Task statement >> Each line below that contains "couldn" should be counted; give the total alone.

[Stored items]
|---|
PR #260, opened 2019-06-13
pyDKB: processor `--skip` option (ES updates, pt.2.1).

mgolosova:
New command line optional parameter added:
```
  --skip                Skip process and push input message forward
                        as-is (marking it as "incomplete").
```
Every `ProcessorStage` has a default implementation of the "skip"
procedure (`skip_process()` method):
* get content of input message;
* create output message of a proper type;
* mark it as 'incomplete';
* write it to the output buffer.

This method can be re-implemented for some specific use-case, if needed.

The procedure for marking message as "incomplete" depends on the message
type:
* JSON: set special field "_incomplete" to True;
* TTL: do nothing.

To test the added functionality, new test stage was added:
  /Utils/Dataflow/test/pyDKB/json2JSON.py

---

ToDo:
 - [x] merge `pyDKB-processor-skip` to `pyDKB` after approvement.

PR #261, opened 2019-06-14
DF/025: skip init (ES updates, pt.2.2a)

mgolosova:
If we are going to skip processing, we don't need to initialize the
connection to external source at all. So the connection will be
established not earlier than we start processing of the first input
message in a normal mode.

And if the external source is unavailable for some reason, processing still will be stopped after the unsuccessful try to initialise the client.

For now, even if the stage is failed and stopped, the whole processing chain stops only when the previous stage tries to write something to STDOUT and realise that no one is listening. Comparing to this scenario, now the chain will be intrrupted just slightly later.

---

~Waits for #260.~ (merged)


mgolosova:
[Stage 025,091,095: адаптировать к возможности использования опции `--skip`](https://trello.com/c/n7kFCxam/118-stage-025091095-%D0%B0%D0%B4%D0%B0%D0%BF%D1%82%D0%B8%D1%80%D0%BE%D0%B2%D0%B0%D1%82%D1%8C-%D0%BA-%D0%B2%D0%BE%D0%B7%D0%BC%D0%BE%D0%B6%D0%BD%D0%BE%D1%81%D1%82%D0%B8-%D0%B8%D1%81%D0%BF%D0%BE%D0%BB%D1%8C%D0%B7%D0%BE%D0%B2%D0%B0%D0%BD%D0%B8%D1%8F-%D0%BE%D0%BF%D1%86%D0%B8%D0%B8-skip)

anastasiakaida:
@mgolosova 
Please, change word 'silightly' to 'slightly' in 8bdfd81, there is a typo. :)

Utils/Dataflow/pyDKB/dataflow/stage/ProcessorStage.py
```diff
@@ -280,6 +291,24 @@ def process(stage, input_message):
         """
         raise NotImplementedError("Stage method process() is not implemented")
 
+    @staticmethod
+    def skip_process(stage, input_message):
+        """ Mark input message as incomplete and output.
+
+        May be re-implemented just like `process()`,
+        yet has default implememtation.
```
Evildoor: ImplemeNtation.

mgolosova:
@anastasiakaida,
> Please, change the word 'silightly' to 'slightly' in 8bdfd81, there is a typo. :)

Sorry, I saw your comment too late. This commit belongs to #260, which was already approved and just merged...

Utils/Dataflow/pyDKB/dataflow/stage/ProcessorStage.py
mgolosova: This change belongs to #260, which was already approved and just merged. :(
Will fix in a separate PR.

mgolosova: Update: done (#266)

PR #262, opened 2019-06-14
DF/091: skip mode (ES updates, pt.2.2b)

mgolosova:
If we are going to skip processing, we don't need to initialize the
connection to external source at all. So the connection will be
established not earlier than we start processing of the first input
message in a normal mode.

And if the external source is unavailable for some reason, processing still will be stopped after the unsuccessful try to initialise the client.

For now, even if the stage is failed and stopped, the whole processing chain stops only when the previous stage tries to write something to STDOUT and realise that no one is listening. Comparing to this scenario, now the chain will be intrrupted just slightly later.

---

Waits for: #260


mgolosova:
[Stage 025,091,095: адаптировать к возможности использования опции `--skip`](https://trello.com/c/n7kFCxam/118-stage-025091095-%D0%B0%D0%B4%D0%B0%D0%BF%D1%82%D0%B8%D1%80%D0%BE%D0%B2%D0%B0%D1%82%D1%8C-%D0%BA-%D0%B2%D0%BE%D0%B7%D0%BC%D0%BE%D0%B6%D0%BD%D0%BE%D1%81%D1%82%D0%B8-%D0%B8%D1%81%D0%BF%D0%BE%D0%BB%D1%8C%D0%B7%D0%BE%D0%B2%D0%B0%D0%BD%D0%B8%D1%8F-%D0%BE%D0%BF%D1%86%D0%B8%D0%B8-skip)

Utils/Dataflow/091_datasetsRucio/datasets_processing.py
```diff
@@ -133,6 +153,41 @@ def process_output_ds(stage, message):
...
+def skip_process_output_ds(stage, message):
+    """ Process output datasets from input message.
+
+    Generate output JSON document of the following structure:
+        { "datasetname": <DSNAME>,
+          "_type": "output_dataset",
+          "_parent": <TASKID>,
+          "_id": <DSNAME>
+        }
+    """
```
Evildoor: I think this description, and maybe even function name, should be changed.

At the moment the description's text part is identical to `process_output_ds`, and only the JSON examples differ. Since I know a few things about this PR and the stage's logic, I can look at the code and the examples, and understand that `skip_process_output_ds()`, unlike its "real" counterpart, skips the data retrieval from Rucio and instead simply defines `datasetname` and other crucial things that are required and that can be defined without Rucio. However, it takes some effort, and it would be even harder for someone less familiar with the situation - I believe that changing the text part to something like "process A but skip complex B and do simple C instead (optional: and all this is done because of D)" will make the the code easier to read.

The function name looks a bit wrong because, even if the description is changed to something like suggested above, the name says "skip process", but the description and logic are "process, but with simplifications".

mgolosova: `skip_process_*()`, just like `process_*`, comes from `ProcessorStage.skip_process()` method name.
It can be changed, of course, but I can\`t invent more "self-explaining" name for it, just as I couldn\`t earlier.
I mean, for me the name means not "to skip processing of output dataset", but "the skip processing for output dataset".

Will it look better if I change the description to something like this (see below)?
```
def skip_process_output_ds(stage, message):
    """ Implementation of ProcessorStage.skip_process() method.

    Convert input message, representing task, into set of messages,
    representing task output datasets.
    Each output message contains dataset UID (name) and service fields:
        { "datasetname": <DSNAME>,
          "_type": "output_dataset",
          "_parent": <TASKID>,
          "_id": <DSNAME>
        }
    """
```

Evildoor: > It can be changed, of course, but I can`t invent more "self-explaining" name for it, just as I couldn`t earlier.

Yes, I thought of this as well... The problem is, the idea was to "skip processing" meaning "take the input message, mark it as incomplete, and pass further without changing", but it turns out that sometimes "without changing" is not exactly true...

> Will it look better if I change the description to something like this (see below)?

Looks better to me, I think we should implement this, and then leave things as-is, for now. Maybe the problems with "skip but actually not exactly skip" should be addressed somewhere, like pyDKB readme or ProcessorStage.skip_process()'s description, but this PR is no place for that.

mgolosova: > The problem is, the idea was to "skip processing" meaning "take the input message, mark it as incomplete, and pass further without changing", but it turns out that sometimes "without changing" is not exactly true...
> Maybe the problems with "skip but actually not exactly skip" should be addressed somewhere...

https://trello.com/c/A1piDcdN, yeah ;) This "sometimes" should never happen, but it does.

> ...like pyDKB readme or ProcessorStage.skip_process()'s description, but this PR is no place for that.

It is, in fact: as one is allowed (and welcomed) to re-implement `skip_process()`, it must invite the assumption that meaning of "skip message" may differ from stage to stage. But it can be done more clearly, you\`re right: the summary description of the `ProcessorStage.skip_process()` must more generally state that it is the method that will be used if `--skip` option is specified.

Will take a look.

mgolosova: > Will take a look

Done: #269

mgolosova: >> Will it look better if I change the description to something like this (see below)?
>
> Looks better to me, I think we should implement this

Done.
|---|
Solved exercise >> 2